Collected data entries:
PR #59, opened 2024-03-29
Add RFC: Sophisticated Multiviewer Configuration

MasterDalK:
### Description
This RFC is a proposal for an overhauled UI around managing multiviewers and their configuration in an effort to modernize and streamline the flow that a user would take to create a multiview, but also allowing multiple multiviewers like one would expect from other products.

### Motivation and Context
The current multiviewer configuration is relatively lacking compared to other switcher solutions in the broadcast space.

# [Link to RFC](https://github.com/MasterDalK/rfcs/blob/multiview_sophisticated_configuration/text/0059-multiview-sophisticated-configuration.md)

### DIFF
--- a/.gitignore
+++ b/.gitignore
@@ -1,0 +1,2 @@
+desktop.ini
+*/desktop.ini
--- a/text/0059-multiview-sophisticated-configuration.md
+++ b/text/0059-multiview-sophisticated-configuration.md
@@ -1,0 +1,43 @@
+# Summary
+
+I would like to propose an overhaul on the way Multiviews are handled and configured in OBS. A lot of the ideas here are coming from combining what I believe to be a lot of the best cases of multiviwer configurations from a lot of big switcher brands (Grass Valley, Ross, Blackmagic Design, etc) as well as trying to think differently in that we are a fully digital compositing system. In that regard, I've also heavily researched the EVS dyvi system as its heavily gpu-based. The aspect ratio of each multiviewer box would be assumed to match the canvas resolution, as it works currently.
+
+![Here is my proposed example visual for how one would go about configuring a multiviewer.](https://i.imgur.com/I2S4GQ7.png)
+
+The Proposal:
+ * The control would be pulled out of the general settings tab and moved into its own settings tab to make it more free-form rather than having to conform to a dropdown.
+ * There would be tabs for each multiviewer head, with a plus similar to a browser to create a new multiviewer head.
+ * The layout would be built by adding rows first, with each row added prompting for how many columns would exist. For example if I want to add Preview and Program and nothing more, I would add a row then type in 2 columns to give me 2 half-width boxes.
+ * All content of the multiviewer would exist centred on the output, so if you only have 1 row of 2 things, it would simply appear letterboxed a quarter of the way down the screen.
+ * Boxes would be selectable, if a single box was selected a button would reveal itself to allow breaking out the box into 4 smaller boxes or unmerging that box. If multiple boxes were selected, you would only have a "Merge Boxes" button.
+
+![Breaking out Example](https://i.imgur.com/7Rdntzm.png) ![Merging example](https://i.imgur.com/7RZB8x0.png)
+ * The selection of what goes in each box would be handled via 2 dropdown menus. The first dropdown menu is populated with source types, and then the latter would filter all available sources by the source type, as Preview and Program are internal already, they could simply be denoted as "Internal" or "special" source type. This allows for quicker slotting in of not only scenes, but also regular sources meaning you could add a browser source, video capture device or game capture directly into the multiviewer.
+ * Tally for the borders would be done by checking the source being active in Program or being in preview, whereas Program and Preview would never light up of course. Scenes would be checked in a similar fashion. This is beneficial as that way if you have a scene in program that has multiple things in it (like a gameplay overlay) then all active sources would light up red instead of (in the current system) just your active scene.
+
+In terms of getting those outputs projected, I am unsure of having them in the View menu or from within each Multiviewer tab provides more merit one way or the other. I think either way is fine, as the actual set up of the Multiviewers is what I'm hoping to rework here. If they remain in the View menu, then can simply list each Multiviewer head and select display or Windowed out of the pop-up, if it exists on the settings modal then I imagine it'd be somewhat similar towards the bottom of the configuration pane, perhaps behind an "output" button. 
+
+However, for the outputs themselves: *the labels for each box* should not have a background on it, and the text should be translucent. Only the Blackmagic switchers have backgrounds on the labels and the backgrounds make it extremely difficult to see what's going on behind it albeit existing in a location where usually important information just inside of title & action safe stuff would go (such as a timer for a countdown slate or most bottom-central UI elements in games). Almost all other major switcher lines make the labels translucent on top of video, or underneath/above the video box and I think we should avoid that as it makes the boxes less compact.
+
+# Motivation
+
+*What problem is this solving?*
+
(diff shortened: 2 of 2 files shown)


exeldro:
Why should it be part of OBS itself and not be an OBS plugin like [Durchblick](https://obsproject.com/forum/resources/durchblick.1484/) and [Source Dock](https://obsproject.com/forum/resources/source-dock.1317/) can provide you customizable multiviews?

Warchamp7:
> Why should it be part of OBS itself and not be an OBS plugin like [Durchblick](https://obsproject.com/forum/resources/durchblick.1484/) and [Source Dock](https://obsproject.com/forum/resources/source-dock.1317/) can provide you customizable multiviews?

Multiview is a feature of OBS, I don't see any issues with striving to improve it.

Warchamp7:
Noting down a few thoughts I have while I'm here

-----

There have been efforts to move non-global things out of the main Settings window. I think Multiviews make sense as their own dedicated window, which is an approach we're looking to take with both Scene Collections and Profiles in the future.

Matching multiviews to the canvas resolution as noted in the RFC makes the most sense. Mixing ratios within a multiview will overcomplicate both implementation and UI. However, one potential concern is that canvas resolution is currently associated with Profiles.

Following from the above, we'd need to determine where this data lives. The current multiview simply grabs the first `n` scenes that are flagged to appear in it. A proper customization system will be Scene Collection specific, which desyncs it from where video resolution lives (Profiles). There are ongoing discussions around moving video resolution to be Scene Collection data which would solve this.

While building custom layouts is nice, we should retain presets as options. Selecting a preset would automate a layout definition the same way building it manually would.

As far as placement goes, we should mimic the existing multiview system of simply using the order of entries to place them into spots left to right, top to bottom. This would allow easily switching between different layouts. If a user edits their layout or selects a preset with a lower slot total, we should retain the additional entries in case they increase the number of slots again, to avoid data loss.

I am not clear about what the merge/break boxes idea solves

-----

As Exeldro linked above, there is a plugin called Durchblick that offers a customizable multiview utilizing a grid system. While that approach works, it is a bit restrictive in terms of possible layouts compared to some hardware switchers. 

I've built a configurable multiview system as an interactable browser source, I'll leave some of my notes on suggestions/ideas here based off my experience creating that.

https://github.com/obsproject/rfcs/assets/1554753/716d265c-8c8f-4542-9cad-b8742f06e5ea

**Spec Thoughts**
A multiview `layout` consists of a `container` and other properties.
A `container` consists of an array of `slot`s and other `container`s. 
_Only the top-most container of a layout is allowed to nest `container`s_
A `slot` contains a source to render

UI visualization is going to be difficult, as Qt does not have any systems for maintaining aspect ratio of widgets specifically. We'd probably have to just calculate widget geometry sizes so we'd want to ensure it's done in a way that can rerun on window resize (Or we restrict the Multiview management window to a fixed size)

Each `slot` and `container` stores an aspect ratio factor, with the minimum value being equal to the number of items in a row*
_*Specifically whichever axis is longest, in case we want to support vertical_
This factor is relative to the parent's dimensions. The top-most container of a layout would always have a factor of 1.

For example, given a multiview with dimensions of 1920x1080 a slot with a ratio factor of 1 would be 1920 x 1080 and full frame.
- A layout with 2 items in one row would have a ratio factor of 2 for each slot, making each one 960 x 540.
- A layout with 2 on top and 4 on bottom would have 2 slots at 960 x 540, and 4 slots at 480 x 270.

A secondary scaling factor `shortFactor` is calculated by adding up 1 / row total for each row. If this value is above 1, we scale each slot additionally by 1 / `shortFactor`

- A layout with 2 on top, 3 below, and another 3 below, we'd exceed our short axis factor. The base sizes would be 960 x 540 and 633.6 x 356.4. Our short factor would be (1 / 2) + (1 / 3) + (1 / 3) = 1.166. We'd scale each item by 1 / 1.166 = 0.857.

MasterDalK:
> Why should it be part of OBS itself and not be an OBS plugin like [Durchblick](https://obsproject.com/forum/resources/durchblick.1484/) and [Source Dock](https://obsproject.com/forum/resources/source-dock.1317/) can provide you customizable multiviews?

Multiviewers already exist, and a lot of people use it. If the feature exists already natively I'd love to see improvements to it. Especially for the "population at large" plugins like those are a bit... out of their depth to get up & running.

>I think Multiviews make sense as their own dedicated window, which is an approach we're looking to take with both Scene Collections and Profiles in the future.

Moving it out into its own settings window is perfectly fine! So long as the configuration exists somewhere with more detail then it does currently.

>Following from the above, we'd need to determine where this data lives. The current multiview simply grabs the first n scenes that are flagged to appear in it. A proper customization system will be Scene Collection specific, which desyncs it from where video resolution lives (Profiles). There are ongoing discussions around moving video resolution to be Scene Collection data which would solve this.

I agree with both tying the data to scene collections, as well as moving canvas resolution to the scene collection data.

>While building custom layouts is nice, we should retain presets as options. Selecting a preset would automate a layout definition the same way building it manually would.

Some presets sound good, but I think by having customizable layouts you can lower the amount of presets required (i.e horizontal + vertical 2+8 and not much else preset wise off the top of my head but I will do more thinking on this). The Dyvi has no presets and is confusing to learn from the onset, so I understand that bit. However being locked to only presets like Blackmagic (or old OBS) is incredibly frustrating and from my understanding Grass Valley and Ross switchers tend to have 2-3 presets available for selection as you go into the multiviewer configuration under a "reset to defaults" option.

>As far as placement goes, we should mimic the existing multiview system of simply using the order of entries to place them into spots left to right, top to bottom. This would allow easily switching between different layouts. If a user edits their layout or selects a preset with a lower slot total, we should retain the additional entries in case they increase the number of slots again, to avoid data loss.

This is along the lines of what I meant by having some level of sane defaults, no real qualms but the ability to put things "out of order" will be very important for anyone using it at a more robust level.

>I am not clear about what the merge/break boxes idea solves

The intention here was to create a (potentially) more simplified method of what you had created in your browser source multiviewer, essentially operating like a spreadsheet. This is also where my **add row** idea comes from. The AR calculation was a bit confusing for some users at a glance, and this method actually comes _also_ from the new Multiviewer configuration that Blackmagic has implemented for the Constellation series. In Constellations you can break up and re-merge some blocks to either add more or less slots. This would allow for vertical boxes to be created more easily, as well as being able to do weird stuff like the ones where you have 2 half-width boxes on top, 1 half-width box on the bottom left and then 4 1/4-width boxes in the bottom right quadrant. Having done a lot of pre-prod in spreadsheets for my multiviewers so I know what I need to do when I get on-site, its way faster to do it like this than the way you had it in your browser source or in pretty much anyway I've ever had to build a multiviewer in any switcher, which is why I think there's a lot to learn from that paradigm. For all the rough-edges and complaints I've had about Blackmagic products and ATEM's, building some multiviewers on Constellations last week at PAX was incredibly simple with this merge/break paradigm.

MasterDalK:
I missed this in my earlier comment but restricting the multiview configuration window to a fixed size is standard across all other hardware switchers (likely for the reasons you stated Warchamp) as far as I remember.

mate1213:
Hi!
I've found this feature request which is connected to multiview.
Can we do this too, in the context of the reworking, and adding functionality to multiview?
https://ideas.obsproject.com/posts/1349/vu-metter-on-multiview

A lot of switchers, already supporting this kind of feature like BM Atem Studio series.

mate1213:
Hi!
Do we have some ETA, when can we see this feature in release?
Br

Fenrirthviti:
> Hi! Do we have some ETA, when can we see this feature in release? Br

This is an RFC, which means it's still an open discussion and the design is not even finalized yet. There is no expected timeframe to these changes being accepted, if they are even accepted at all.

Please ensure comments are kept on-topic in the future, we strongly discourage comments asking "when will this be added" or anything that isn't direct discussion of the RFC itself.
==
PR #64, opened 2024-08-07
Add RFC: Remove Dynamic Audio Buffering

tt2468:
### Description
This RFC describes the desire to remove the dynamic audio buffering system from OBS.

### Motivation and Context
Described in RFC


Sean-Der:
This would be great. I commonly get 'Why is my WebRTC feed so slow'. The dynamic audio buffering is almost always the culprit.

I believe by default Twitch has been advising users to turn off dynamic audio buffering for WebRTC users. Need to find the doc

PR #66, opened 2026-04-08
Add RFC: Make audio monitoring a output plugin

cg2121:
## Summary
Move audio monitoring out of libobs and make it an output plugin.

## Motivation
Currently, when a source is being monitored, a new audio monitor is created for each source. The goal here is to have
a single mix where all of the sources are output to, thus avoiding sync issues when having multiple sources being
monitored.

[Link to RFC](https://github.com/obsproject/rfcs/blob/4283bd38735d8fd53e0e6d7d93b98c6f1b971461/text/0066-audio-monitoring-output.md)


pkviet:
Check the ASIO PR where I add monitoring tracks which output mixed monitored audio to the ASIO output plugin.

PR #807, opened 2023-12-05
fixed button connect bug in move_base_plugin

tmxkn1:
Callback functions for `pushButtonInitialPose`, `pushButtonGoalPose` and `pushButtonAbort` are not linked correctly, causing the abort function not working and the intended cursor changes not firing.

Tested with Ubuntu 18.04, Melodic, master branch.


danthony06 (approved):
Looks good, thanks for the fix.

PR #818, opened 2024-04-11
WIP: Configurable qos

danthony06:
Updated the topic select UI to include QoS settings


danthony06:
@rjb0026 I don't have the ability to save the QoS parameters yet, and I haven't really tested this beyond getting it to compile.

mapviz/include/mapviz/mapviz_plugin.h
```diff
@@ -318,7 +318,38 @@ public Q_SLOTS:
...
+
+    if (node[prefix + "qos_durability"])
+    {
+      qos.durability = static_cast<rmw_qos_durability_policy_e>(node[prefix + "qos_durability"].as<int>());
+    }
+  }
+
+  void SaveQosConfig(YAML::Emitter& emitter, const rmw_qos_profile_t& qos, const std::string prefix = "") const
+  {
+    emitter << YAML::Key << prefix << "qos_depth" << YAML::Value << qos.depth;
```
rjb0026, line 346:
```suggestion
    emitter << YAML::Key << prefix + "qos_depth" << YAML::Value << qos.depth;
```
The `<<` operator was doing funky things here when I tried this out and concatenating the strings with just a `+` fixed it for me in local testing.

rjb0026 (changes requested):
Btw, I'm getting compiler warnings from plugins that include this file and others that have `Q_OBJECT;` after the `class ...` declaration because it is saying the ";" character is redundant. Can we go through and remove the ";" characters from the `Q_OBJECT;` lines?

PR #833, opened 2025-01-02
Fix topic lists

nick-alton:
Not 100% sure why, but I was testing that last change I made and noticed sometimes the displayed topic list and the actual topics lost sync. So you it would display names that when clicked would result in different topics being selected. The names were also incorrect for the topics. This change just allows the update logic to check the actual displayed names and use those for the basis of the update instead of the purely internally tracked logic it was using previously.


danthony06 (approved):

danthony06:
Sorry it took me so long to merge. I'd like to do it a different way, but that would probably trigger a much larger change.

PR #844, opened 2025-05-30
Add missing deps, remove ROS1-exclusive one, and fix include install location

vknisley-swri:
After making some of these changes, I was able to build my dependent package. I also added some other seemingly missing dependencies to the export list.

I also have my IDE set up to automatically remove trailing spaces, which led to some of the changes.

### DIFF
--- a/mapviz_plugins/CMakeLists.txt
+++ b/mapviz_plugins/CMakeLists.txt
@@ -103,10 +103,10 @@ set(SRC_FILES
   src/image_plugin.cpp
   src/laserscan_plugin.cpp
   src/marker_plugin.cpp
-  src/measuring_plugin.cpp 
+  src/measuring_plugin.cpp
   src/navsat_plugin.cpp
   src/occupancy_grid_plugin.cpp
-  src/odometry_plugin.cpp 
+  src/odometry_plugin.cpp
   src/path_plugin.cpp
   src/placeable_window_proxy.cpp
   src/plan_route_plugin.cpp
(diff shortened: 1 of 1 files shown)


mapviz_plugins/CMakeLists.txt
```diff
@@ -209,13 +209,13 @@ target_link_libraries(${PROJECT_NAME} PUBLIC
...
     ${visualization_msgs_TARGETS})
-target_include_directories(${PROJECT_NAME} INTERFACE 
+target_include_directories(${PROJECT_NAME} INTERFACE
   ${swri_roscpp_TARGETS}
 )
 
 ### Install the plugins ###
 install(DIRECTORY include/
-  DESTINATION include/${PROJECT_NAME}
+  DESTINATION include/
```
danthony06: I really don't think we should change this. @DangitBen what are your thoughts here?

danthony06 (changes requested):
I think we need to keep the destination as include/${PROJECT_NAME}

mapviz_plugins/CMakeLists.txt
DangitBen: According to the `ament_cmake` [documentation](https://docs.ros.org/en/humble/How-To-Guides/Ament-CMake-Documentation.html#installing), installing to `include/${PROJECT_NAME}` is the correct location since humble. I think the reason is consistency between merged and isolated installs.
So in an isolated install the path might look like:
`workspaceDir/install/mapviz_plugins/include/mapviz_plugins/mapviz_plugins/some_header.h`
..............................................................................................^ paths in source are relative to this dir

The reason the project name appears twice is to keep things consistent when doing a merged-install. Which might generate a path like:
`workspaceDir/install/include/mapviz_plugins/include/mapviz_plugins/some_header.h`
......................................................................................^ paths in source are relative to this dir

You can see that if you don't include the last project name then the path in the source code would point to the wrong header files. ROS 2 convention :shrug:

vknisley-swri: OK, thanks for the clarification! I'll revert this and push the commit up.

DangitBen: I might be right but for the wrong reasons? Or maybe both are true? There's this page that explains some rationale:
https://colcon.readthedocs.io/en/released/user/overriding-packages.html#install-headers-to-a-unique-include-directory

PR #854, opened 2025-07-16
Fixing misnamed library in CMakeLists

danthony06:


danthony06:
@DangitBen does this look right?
* * *
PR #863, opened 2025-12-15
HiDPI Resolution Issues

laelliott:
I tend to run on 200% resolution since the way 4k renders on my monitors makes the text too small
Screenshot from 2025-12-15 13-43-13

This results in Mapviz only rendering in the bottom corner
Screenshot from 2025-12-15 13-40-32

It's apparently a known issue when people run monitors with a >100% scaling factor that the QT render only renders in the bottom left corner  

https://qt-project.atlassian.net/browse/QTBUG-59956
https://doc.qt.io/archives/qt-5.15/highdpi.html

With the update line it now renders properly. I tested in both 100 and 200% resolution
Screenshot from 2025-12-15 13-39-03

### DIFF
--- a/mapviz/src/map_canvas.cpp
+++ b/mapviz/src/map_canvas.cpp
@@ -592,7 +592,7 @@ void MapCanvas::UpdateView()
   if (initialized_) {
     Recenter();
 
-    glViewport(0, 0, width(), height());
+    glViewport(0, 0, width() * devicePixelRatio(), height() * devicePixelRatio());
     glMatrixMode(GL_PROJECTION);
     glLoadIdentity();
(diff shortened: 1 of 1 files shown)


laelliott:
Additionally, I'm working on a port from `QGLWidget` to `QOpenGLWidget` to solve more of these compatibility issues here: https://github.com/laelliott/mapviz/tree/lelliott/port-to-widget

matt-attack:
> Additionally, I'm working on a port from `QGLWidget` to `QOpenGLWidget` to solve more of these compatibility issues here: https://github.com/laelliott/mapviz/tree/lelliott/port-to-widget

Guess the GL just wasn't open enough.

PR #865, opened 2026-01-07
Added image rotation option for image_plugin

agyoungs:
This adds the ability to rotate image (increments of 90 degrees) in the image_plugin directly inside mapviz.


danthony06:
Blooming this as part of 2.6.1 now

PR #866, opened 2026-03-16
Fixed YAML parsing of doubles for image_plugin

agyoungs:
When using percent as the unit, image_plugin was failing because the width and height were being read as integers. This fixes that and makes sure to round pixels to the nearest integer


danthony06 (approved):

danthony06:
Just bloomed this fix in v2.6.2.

» Problem to work on
For each line in the data that holds the word "Screenshot", copy the line.

» Solution below
Screenshot from 2025-12-15 13-43-13
Screenshot from 2025-12-15 13-40-32
Screenshot from 2025-12-15 13-39-03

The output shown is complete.